In payments security, the key is the key.
Encryption and the digital keys that allow firms to scramble and descramble data are permanent parts of the payments landscape.
There’s a personal element to the technical wizardry, though. Data needs management, and protecting that data requires vigilance.
And yet, many firms do not have the staff in place to manage cryptographic keys. Think of it as management by “other duties as assigned,” which is hardly an effective endeavor, as the most important security asset in a firm used to protect information (arguably the most important asset overall) is handled by people who, in some cases, have volunteered to take on the task.
Perhaps it’s an IT professional, but more likely it’s someone else within the organization, possibly ill-equipped for the job.
Against that backdrop, GEOBRIDGE offers cryptographic key management with an eye on what it calls “lifecycle key management” across sales, support and consulting services focused on cryptographic key inventory. The company, through KEES™ — its key exchange and escrow service — also allows for remote management of a firm’s existing hardware security module (HSM) structure, limiting capital expenditures by clients.
GEOBRIDGE works across the transaction spectrum, with payment brands, acquirers and service providers, deployment centers and device manufacturers.
In an interview with PYMNTS, CEO Laura Way delved into the evolution of cryptographic security and the ways day-to-day management of that security has struggled to keep pace in some corners of commerce.
Way told PYMNTS that “when you think of the sheer number of terminals, the number of merchants, the payment applications, settlement services, the mobile phone service providers — in terms of getting cards to users and transactions back to an issuing bank for authorization — you quickly lose count of how many interrelated, interdependent systems must truly be out there to have an effective network that allows for a card transaction to happen in a matter of seconds.

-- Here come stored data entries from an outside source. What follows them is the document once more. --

PR #9512, opened 2022-01-04
[ROM] HROM settings in rom basis output process

rubenzorrilla:
**📝 Description**
Following the ideas in discussed in #9503 and #9504, this PR adds the required HROM settings to the `RomParameters.json` file. Note that its addition is optional according to the `append_hrom_settings` field, which I defaulted to `false`. I firstly set it to `true` but I think it's safer to do it in this way. Besides this, I want to point out that the settings are created such that the fields that are likely to be edited manually by the user remain at the top of the file to avoid browsing through it when we have large models (this is only ensured if Python 3.6 onward is used).


applications/RomApplication/python_scripts/calculate_rom_basis_output_process.py
```diff
@@ -109,6 +113,27 @@ def PrintOutput(self):
                     self.next_output += self.snapshots_interval
 
     def ExecuteFinalize(self):
+        # Initialize the Python dictionary with the default settings
+        # Note that this order is kept if Python 3.6 onwards is used
```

“If it’s not instantaneous, merchants lose business. [Consumers] get frustrated and walk away. They don’t complete the sale,” she told PYMNTS.
And, Way added, when it comes to security, “when you embed cryptographic algorithms with that many interdependent systems, you can’t make a global update instantly just because a new algorithm has hit the market.”

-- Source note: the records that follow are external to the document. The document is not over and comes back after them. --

PR #9516, opened 2022-01-04
[ShapeOpt] split code into header source

### LINKED ISSUE #9513: [ShapeOpt] Split ShapeOptimizationApplication code into header/source files
**Description**
ShapeOptimizationApplication should be split into header/source. This has been pointed out several times in the past by @philbucher

armingeiser:
**📝 Description**
Split the cpp code into header and source files.

No other changes have been made, only copied the function implementation to the .cpp file. 

closes #9513

### DIFF
--- a/applications/ShapeOptimizationApplication/custom_utilities/damping/damping_utilities.cpp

The cryptographic industry has been morphing to different key sizes and wrapping techniques, she said, and changing PCI mandates create significant challenges. Under the terms of those mandates, effective this year, encrypted keys must be managed in “bundled” blocks.

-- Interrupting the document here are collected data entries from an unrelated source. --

PR #9522, opened 2022-01-09
[Wheel] Proposal of wheel build options for CI

armingeiser:
A few proposed updates to the wheel building process that would improve how wheels can be tested in CI (#9509).

### DIFF
--- a/scripts/wheels/linux/build.sh
+++ b/scripts/wheels/linux/build.sh
@@ -2,10 +2,15 @@
 # PYTHONS=("cp36" "cp37" "cp38" "cp39" "cp310")
 PYTHONS=("cp38")
 export KRATOS_VERSION="9.0.0"
+export KRATOS_BUILD_TYPE="Custom"
+
+export HASH=$(git show -s --format=%h) # Used in version number
+if [ "${KRATOS_BUILD_TYPE}" != "Release" ] then
+    export KRATOS_VERSION="${KRATOS_VERSION}.dev-${HASH}"
+fi
 
 BASE_LD_LIBRARY_PATH=$LD_LIBRARY_PATH
 export KRATOS_ROOT="/workspace/kratos/Kratos"
-export KRATOS_BUILD_TYPE="Custom"
 WHEEL_ROOT="/workspace/wheel"
 WHEEL_OUT="/data_swap_guest"
 CORE_LIB_DIR="/workspace/coreLibs"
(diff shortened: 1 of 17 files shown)


scripts/wheels/linux/build.sh
```diff
@@ -5,10 +5,21 @@ export KRATOS_VERSION="9.0.0"
 
 BASE_LD_LIBRARY_PATH=$LD_LIBRARY_PATH
 export KRATOS_ROOT="/workspace/kratos/Kratos"
+export KRATOS_BUILD_TYPE="Custom"
```
armingeiser: i suggest to allow calling the docker image with this as env variable instead of setting it here (or command option like the branch name) This would allow to run these tests with Custom mode for faster builds)

scripts/wheels/linux/build.sh
```diff
@@ -2,13 +2,29 @@
 # PYTHONS=("cp36" "cp37" "cp38" "cp39" "cp310")
 PYTHONS=("cp38")
 export KRATOS_VERSION="9.0.0"
+export KRATOS_BUILD_TYPE="Custom"
+
+export HASH=$(git show -s --format=%h) # Used in version number
+if [[ "${KRATOS_BUILD_TYPE}" != "Release" ]]; then
+    export KRATOS_VERSION="${KRATOS_VERSION}.dev.${HASH}"
```
armingeiser, line 9: alternatives e.g. `git describe --tag` -> `v9.0-<commits since tag>-<git hash> or also many python packages exist for this.

armingeiser: including `dev` in the version name explicitly distinguishes from the actual release and is e.g. not installed using standard `pip install` command - requires  `pip install --pre`

scripts/wheels/linux/build.sh
```diff
@@ -2,13 +2,30 @@
 # PYTHONS=("cp36" "cp37" "cp38" "cp39" "cp310")
 PYTHONS=("cp38")
 export KRATOS_VERSION="9.0.0"
+export KRATOS_BUILD_TYPE="Custom"
+
+export HASH=$(git show -s --format=%h) # Used in version number
+if [[ "${KRATOS_BUILD_TYPE}" != "Release" ]]; then
+    DATE=$(date '+%Y%m%d')
+    export KRATOS_VERSION="${KRATOS_VERSION}.dev${DATE}"
```
armingeiser, line 10: including `dev` in the version name explicitly distinguishes from the actual release and is e.g. not installed using standard pip install command - requires pip install flag`--pre`.

The date would still allow to have e.g. a nightly version that can be updated consistently using pip install.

Way said use cases have evolved, which means the technology underpinning those use cases has had to evolve too. She noted that HSMs have underpinned all efforts, and form factors have changed dramatically over the last several years.
“As recently as 2010, the only thing that was really out there was a countertop terminal or maybe a handheld terminal,” she told PYMNTS. “But over the last eight years, there’s been this notion of mobile payments, and mobile payments means something different to everybody you ask,” with form factors spanning cellphones to tablets, all of which can be embedded with different algorithms. But all transactions, she continued, come to an HSM and touch an acquiring institution that’s got a process for transactions that allow for appropriate authorization.
“Because of these different form factors and use cases,” she said, “over the last three to five years, GEOBRIDGE has seen the emergence of dedicated key management teams” within larger enterprises.
Beyond that scope, 80 percent of enterprises throughout the United States do not have key management teams in place. In those situations, she said, it’s typical to “grab the receptionist, somebody from marketing … if you’re lucky, somebody from IT [and then say], ‘You guys come together once a month or every couple months and deal with these things and then go about your business that you’re actually hired for.’”
It’s an inefficient practice at best, as companies relying on such in-house management may be tapping people who forget passwords or who may not be cognizant that they’re handling sensitive data.
Cautioned Way: “If you do not control the key, you do not control the device — and the revenues that are associated with it.”
A business that cannot get itself up and running for three weeks because they are, in effect, waiting for keys may lose weeks of sales equating to millions of dollars.
“We can’t get away from manual handling techniques,” said Way, “but we can do it faster because we know what we’re doing by building up the library and exchange points. We are able to connect the market faster, even as form factors continue to change.”